Beyoğlu'nun En güzel Abisi
Ahmet Ümit
Everest Yayınları, 412 sayfa
''Aşk, yaşamı; cinayet, ölümü sıradanlıktan kurtarır.''
Kitabın Konusu
Yılbaşı gecesi işlenen bir cinayet... Tarlabaşı'nın arka sokaklarında bulunan bir erkek cesedi. Öldürülmüş erkeklerin en yakışıklısı, belki de en kötüsü. Karanlık sırların ortaya çıkardığı utanç verici bir gerçek. Gururlarının kurbanı olmuş erkekler, onların hayatlarını yaşamak zorunda olan kadınlar. Bu cinayetler yatağında, bu kötülükler bahçesinde, bu insan eti satılan can pazarında masumiyetini korumaya çalışan bir adam. Bir zamanlar İstanbul'un en gözde yeri olan Beyoğlu'nun hazin hikâyesi.
Kitap Hakkında
Türkiye’de polisiye roman alanında kendinden fazlasıyla söz
ettiren bir yazarımızdır, Ahmet Ümit. Okumayı
uzun zamandır istememe rağmen fırsatını henüz yeni
bulabildim. Diğer kitaplarını okumayı da sabırsızlıkla bekliyorum.

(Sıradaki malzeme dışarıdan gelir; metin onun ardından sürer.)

PR #4761, opened 2026-03-17
Allow processing of invalid lex data

matthieusieben:
This change adds an option, to the lex SDK `Client`, allowing the processing of JSON (response) payloads that are not conformant to the Lexicon Data Model (ie. invalid floats, $bytes and $link objects).

### DIFF
--- a/packages/lex/lex-client/src/client.ts
+++ b/packages/lex/lex-client/src/client.ts
@@ -748,7 +748,13 @@ export class Client implements Agent {
         : T extends Query
           ? XrpcRequestParams<T>
           : never,
-    options?: CallOptions,
+    options?: T extends Action
+      ? CallOptions
+      : T extends Procedure
+        ? Omit<XrpcOptions<T>, 'body'>
+        : T extends Query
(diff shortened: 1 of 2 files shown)


packages/lex/lex-client/src/xrpc.test.ts
```diff
@@ -583,6 +583,111 @@ describe(xrpc, () => {
       expect(response.body).toEqual({ value: 'hello' })
     })
   })
+
+  describe('allowInvalidLexData', () => {
```
devinivy: It would be nice to see the difference between `validateResponse: true` vs. `false` when used in combination with `allowInvalidLexData: true`.

devinivy: I suppose `allowInvalidLexData: false` and `validateResponse: false` is also an interesting combination to crystallize the behavior through tests as well.

matthieusieben: @copilot create a PR based on these comments.

PR #5215, opened 2026-07-09
Fix PDS's describe server in entryway setup

matthieusieben:
In a setup where account management is performed by an Entryway (like Bluesky's deployment), account creation logic should not be allowed on PDSs.

Similarly, some configuration should be dictated by the Entryway, and not individual PDSs.

This PR addresses that by delegating part of the `describeServer` response to entryway values.

Most notably, it removes the `inviteCodeRequired` property from the output since this value does not makes sense on a server that should not handle `createAccount`.

This PR does not remove the ability to call `createAccount` though, which might be part of a larger rework.

### DIFF
--- a/.changeset/common-cases-travel.md
+++ b/.changeset/common-cases-travel.md
@@ -1,0 +1,5 @@
+---
+'@atproto/pds': patch
+---
+
+Read part of the `describeServer` config from entryway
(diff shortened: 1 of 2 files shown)


mozzius (approved):
Looks about right to me

devinivy:
Instead going down a different path for the time being— allowing the local service domain config to safely be set on PDS instances behind an entryway.

Replaced by #5236.

PR #5217, opened 2026-07-09
examples: add post-with-facets script

ralyodio:
Demonstrates that clickable #hashtags, links, and @mentions come from a client-generated `facets` array (via RichText.detectFacets), not from any server-side parsing. A raw createRecord with only { text, createdAt } renders tags/links as plain text; this example shows the missing facet-detection step.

Bu türde okuduğum ilk roman olmakla birlikte aynı zamanda
ilk Ahmet Ümit kitabımdır. Bu nedenle değerlendirmemi okurken bunları da göz önünde bulundurursanız
çok memnun olurum.
Polisiye hakim olduğum bir tür olmamasına rağmen çok
sevdiğimi ve devamını getirebileceğimi söyleyebilirim. Bu nedenle her ne kadar
okuyan çoğu kişi ‘’Ahmet Ümit’in en vasat romanı’’ dese de, beni bu türle
tanıştırdığı için kitabı çok sevdim.
Okurken sanki Beyoğlu’nun o eski binalarının arasında dolaşıyormuş
hissi veren, seni içine çeken, yeni ve
tehlikeli bir hayatla tanışmamı sağlayan bir kitap oldu. Herkes hayat sanki
sadece kendi yaşadığıymış gibi sanıyor işte kitapların bize sunduğu en büyük
güzellik de bu olsa gerek, ‘farklı hayatlar göstermek’.
Mafya babaları, rant meseleleri, paranın ortada dönüşü,
kadının ve kadın bedeninin hiçbir değerinin olmadığı erkeklerin kadınları sanki
kendi mallarıymış gibi gördüğü bir hayat okudum.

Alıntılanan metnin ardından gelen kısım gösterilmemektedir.